Task: Locate each line in the records containing "used". Copy it.

[Provided data — start]

PR #302, opened 2026-06-06
scaffold: substitute identity placeholders when seeding scheduled tasks + guard shipped templates

koorbela:
## Why this matters

`ensureDefaultScheduledTasks()` seeds each task's `SKILL.md` into the user's `~/.claude/scheduled-tasks/` tree by byte-copying the file. The install scripts substitute `{{INSTALL_DIR}}`, `{{MAIN_AGENT_ID}}`, `{{BOT_NAME}}`, `{{OWNER_NAME}}` (and `{{CHAT_ID}}` in `CLAUDE.md.template`) via `sed`, but the runtime seed ran no substitution beyond `{{PROJECT_ROOT}}`. So any deployment-specific value left in a shipped template was copied verbatim into every other install:

- an absolute home path,
- the default `OWNER_NAME` (and its nickname),
- a hardcoded numeric chat id (one operator's personal channel),
- foreign sub-agent names used in examples.

A fresh install then gets tasks that point at a path that does not exist on that machine, address the wrong person, or post to someone else's chat.

## Change

1. `resolveTemplatePlaceholders()` now substitutes the full identity set, kept in sync with the install scripts' `sed`: `{{PROJECT_ROOT}}`, `{{INSTALL_DIR}}`, `{{MAIN_AGENT_ID}}`, `{{BOT_NAME}}`, `{{OWNER_NAME}}`. It is exported so it can be unit-tested.
2. `ensureDefaultScheduledTasks()` runs every non-`task-config.json` file through that substitution (with a `copyFileSync` fallback on a read/write error), and skips nested directories so a stray subdir cannot throw `EISDIR` and abort the whole seed. `task-config.json` keeps its existing agent-field rewrite.
3. The shipped templates are de-identified to use placeholders or generic terms: foreign sub-agent names in examples, a foreign product dir in a path, the default owner name (full + nickname), a hardcoded chat id, and a hardcoded main-agent sign-off are replaced.
4. A new test, `src/__tests__/template-identity-hygiene.test.ts`, scans the shipped template trees (`scheduled-tasks/`, `templates/`, `seed-scheduled-tasks/`, `seed-skills/`) for absolute home paths, personal emails, the default owner-name literal, and hardcoded numeric chat ids, and asserts the runtime seed substitutes every placeholder the task templates actually use.

## Scope / compatibility

No behavior change for a normally-configured install: the placeholders resolve to the host's own values, exactly as the install-time `sed` already produces. `task-config.json` handling is unchanged. The directory-skip is a no-op for the current flat task dirs. The new test reads only shipped, fully-tracked template files (it deliberately excludes the mixed `skills/` dir, which on a live checkout accumulates operator-local skills).

## Test plan

- `npm run typecheck` clean.
- `npx vitest run` green except a pre-existing, unrelated `managed-settings.test.ts` failure that also fails on a clean checkout.
- New test passes; mutation-checked (injecting a home path / personal email / owner-name / chat-id literal turns it red at the right line, restoring turns it green).
- Live render of the real templates through the real `resolveTemplatePlaceholders`: zero surviving placeholders, zero foreign-default identity, `{{INSTALL_DIR}}` resolves to the host path.

## Known limitations

- `{{CHAT_ID}}` is used only in `CLAUDE.md.template`, which is rendered by the install-time `sed` (not the runtime seed), so the runtime function does not handle it; the morning-digest task uses `chat_id: 0` (the bound channel) instead.
- The runtime seed reads top-level `scheduled-tasks/` while the installers seed from `templates/scheduled-tasks/` and `seed-scheduled-tasks/`; reconciling those source trees is out of scope here.
- `seed-skills/` is byte-copied by the installers without substitution; the cleaned skill files are kept host-agnostic by hand and the new guard scans that tree, but a generic substitution pass for skills is left as a follow-up.

### DIFF
--- a/scheduled-tasks/dream-engine/SKILL.md
+++ b/scheduled-tasks/dream-engine/SKILL.md
@@ -3,7 +3,7 @@ name: dream-engine
 description: Éjszakai analízis-loop az aznapi memóriákról, naplóról és kanban-állapotról. Generál 4 priorizált akció-javaslatot reggelre.
 ---
 
-Te most a "Dream Engine" éjszakai analízis-loopot futtatod. 02:07-kor vagy, Szabolcs alszik, NE küldj üzenetet a beállított csatornára.
+Te most a "Dream Engine" éjszakai analízis-loopot futtatod. 02:07-kor vagy, {{OWNER_NAME}} alszik, NE küldj üzenetet a beállított csatornára.
 
 A cél: az aznapi tudást átkonszolidálni és reggelre (07:30 Reggeli Napindító) felkészülni 4 priorizált javaslattal.
 
@@ -13,7 +13,7 @@ Generálj egy `{{INSTALL_DIR}}/DREAM.md` fájlt az alábbi 5 bucket alapján. A 
 
 ### Bucket 1 — 💡 Skill-javaslatok (flotta-szintű)
 
-Nézz végig MINDEN agent (marveen + sub-agentek: boni, deeper, iris, samu, zara) tegnapi (24h) memóriáit és napi naplóját. Kerítsd ki:
+Nézz végig MINDEN agent (a fő-ágens és az összes sub-agent) tegnapi (24h) memóriáit és napi naplóját. Kerítsd ki:
 - Volt-e 3+ szor visszatérő, manuálisan ismételt művelet ami skill-be illeszthető?
 - Új, NEM lefedett pattern amit érdemes lenne skillbe önteni?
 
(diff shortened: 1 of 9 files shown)


Szotasz:
Köszönjük a hozzájárulást, @koorbela! 🙏 A munkád (identity-placeholder substitúció + a shipped-template hygiene guard teszt) beépült a #315-be — ami most ment fel a developre, a te commitod szerzőséggel megőrizve. Kibővítettük a heartbeat OWNER_NAME-mel + a scriptek WEB_PORT-jával, így mind a 13 azonosított beégetés egy helyen megszűnik, és a hygiene-teszted a jövőben automatikusan elkapja az újakat. Köszi, hogy nemcsak jelezted, hanem javítottad is! 💛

[Provided data — finish]

Output for this task:
- foreign sub-agent names used in examples.
- `{{CHAT_ID}}` is used only in `CLAUDE.md.template`, which is rendered by the install-time `sed` (not the runtime seed), so the runtime function does not handle it; the morning-digest task uses `chat_id: 0` (the bound channel) instead.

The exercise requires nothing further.